Sometimes I just can’t figure Google out for the life of me. Every version of Chrome OS that ships is chock-full of feature updates, bug fixes, and security patches, but they only can highlight a few of those as the headline-worthy. That makes total sense, and I understand that the minutia of looking through the entire change log for any update is not something most people are too excited by. What I don’t get is the complete lack of highlight given to features that are so good, they’re actually shocking.
By complete accident, I stumbled across Chrome OS’ new virtual keyboard handwriting-to-text input method, and I honestly cannot believe how fantastic it is. Prior to this update, if you had a pen in hand and clicked on a text field, a large, blank keyboard appeared and you could try to use handwritten words to fill in the text, but it was a struggle. As you wrote, words disappeared and it was pretty infuriating to try and get any coherent thoughts strung together using this method.

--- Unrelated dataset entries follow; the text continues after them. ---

PR #40, opened 2018-12-05
change coverage to codecov

voyager-dw:


.travis/run_unittest.sh
```diff
@@ -33,7 +33,10 @@ make test-cuda -j
 make ares -j
 
 # run test
-ginkgo -r -cover
+cd query/expr
+ginkgo -r
+cd ../..
+ginkgo -r -cover -skipPackage expr
```
lucafuji: query. expr? Seems the coverage is still 75%

PR #41, opened 2018-12-12
add distributed package

shz117:
- add distributed pkg
 - create membership manager
 - manage membership with zk ephemeral znode
 - refactor schema_fetch job into  membership manager


Makefile
```diff
@@ -242,3 +242,9 @@ $(GTEST_OUT_DIR)/%_unittest.o: $(CXX_SRC_DIR)/query/%_unittest.cu
 
 $(GTEST_OUT_DIR)/all_unittest : $(patsubst %,$(GTEST_OUT_DIR)/%.o,$(CUDA_TESTS)) $(GTEST_OUT_DIR)/gtest_main.a
 	$(NVCC) $(CPPFLAGS) $(CXXFLAGS) $(NVCCFLAGS) $^ -o $@  -lpthread -lalgorithm
+
```
voyager-dw: there is no importable zookeep client lib?

cmd/cmd.go
```diff
@@ -82,14 +82,12 @@ func StartService(cfg common.AresServerConfig, logger bark.Logger, queryLogger b
 		if controllerClientCfg == nil {
```
voyager-dw: the controller is not open source yet, right?

distributed/membership.go
```diff
@@ -0,0 +1,121 @@
...
+	}
+
+	_, err = mm.zkc.Create(getZNodePath(clusterName, instanceName), instanceBytes, zk.FlagEphemeral, zk.WorldACL(zk.PermAll))
+	if err != nil {
+		return
+	}
+
+	// start jobs
+	controllerClient := clients.NewControllerHTTPClient(mm.cfg.Clients.Controller.Host, mm.cfg.Clients.Controller.Port, mm.cfg.Clients.Controller.Headers)
+	// TODO: (shz) rewrite schema fetch job to use zk watches
```
voyager-dw: maybe we put together for all zk related changes, otherwise will be in middle stage as this is open source project.

Makefile
shz117: we are using `github.com/samuel/go-zookeeper`. do you mean a mock?

cmd/cmd.go
shz117: not yet.
there's a way to enable/disable cluster mode, so the dependency on controller is optional.

distributed/membership.go
shz117: ok. I will add that change to this PR.

cmd/cmd.go
shz117: removed controller client, connect to zk directly instead

PR #46, opened 2019-01-11
Update Dockerfile

shz117:


Dockerfile
```diff
@@ -15,7 +15,7 @@ RUN apt-get update
 RUN apt-get install -y golang-1.9-go git
 
 # clone aresdb repo and set up GOPATH
-RUN mkdir -p
+RUN mkdir -p aresdb
```
lucafuji: should be mkdir -p $UBER_GITHUB_DIR
Possibly I miss this after a refactor

PR #47, opened 2019-01-11
copy lock when over when creating new batch

shz117:
needs integration test

### DIFF
--- a/memstore/archive_store.go
+++ b/memstore/archive_store.go
@@ -144,7 +144,7 @@ func (v *ArchiveStoreVersion) RequestBatch(batchID int32) *ArchiveBatch {
 		Size:    size,
 		BatchID: batchID,
 		Shard:   v.shard,
-		Batch: Batch{RWMutex: &sync.RWMutex{}},
+		Batch:   Batch{RWMutex: &sync.RWMutex{}},
 	}
 	v.Batches[batchID] = batch
 	return batch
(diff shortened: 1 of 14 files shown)


memstore/archive_store.go
```diff
@@ -374,6 +374,7 @@ func (b *ArchiveBatch) BuildIndex(sortColumns []int, primaryKeyColumns []int, pk
 func (b *ArchiveBatch) Clone() *ArchiveBatch {
 	newBatch := &ArchiveBatch{
 		Batch: Batch{
+			RWMutex: b.Batch.RWMutex,
```
lucafuji: need to copy by reference. therefore we may need to change the lock to a pointer inside batch

memstore/archive_store.go
```diff
@@ -218,7 +218,7 @@ func (b *ArchiveBatch) RequestVectorParty(columnID int) common.ArchiveVectorPart
 	// columnID should always be smaller than len(ValueTypeByColumn).
 	dataType := b.Shard.Schema.ValueTypeByColumn[columnID]
 	defaultValue := b.Shard.Schema.DefaultValues[columnID]
-	vp = newArchiveVectorParty(b.Size, dataType, *defaultValue, &b.RWMutex)
+	vp = newArchiveVectorParty(b.Size, dataType, *defaultValue, b.RWMutex)
```
jshencode: should be more places that need similar change

PR #50, opened 2019-01-15
Enable JSONResponseWriter to report hll value

jshencode:


api/query_handler.go
```diff
@@ -257,7 +257,16 @@ func (w *JSONQueryResponseWriter) ReportQueryContext(qc *query.AQLQueryContext)
...
 // ReportResult writes the query result to the response.
 func (w *JSONQueryResponseWriter) ReportResult(queryIndex int, qc *query.AQLQueryContext) {
-	qc.Results = qc.Postprocess()
+	if qc.OOPK.IsHLL() {
+		result, err := queryCom.NewTimeSeriesHLLResult(qc.HLLQueryResult, queryCom.OldHLLDataHeader)
+		if err != nil {
+			// should never be here except bug
+			w.ReportError(queryIndex, qc.Query.Table, utils.StackError(err, "failed to read hll result"), http.StatusInternalServerError)
+		}
+		qc.Results = queryCom.ComputeHLLResult(result)
```
lucafuji: can we wrap those logic inside Postprocess?

query/common/hll.go
```diff
@@ -485,6 +485,32 @@ func parseTimeseriesHLLResult(buffer []byte) (AQLTimeSeriesResult, error) {
...
+		return r
+	case map[string]interface{}:
+		for k, v := range r {
+			r[k] = computeHLLResultRecursive(v)
+		}
+		return r
+	case float64:
+		return r
+	case HLL:
+		return r.Compute()
```
lucafuji: panic or raise an error when case not match?

PR #167, opened 2019-05-14
integrate with fossa

lucafuji:


lucafuji:
@xinding33 I created another PR and tried to call fossa, and we got following error
```
FATAL Could not analyze: open thirdparty/rmm/python/requirements.txt: no such file or directory
```
it seems just the library rmm that we depend on don't have the equirements.txt, is there any way to exclude this directory so our build will not fail?

PR #170, opened 2019-05-15
Issue 169

lxning:


gateway/controller.go
```diff
@@ -178,8 +178,16 @@ func (c *ControllerHTTPClient) SetNamespace(namespace string) {
 }
 
 // FetchAllSchemas fetches all schemas
-func (c *ControllerHTTPClient) FetchAllSchemas() (tables []common.Table, err error) {
-	return c.GetAllSchema(c.namespace)
+func (c *ControllerHTTPClient) FetchAllSchemas() (tables []*common.Table, err error) {
+	schemas, err := c.GetAllSchema(c.namespace)
```
lucafuji: here since you are using :=, the err will shadow the err in the return arguments, so anyway you will return a nil err.
I recommend you either using non-named return arguments or pre declare schemas

lucafuji: BTW, I think you need to write a test case to catch above non-nil error even it fails

gateway/controller_test.go
```diff
@@ -155,9 +158,9 @@ var _ = ginkgo.Describe("Controller", func() {
 		Ω(err).Should(BeNil())
 
 		c.SetNamespace("ns1")
-		tablesGot, err = c.FetchAllSchemas()
+		tableAddressesGot, err := c.FetchAllSchemas()
 		Ω(err).Should(BeNil())
-		Ω(tablesGot).Should(Equal(tables))
+		Ω(tableAddressesGot).Should(Equal(tableAddresses))
```
lucafuji: better to add another test case with two table

lucafuji:
BTW give the pull request a better name ...

gateway/controller.go
lxning: good catch

gateway/controller_test.go
lxning: done

PR #171, opened 2019-05-15
table shard level option to disable disk purge in archiving, backfill, snapshot process

jshencode:


memstore/table_shard.go
```diff
@@ -71,19 +71,27 @@ func NewTableShard(schema *TableSchema, metaStore metastore.MetaStore,
...
+
+// DoneWithPeerDataTransfer unpin disk file after data transfer is done
+func (shard *TableShard) DoneWithPeerDataTransfer() {
+	pins := atomic.AddInt32(&shard.pinnedDiskFileUsers, -1)
+	utils.GetReporter(shard.Schema.Schema.Name, shard.ShardID).GetGauge(utils.PinnedDiskFileUsers).
+		Update(float64(pins))
 }
 
 // IsDiskPurgeEnabled check whether disk purge is enabled
 func (shard *TableShard) IsDiskPurgeEnabled() bool {
```
voyager-dw: how will this function be used? The check may be incorrect if it is enabled/disabled after this function call

jshencode: This function will be used before archiving disk purge step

With Chrome OS 85, however, this has completely changed and arrived with almost no fanfare whatsoever. With the update, you now have a 3-line space to write, the precision is tight, and under each word is the text version of what Google thinks you wrote. And the handwriting recognition is beyond good. It is staggering. My handwriting is a joke, and Google nails it 90% of the time even when I’m deliberately being messy.
Even better, this new method allows you to write out a complete sentence or two before deciding that you want that text in the text field. Once you hit the check mark, it cleans the slate and is ready for more input. My favorite thing, though, is the way you insert or delete your handwritten scribbles. If Google misses what you meant to write, you can simply draw a line through the word or scribble it out and it will vanish and close the gap it left behind. Additionally, if you need to add a word in, you just click in the open space between words and a gap opens for your new, handwritten word. That space even dynamically widens if you are writing larger or a just jotting a longer word than what the space can fit.
And it all just works so swimmingly that I’m a bit baffled. I’m confused how a feature like this didn’t leak earlier, I’m shocked that Google launched this and it is this good right out of the gate, and I’m floored that they didn’t bother mentioning this in the official Chrome OS 85 update notes. If it was bolted-on or half-baked, I get it: but it isn’t any of those things. This new feature is useful and extremely fun to use, and if you are anything like me, you are likely considering brushing up your handwriting and taking advantage of this on a far more regular basis moving forward.